» TASK STATEMENT:
Each line that contains the word "signature" is to be copied from the records below.

» Records contained in a dataset:

PR #79, opened 2023-08-30
renegade_contracts: darkpool: verify `VALID WALLET UPDATE` statement signature

akirillo:
This PR introduces a pre-verification check of a signature over the `VALID WALLET UPDATE` statement generated from `sk_root`.

*Testing*
A new test was added asserting that an invalid signature fails. This, and all previous `update_wallet` tests (which now sign the statement) pass.


src/utils/crypto.cairo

» RESULT:
renegade_contracts: darkpool: verify `VALID WALLET UPDATE` statement signature
This PR introduces a pre-verification check of a signature over the `VALID WALLET UPDATE` statement generated from `sk_root`.
A new test was added asserting that an invalid signature fails. This, and all previous `update_wallet` tests (which now sign the statement) pass.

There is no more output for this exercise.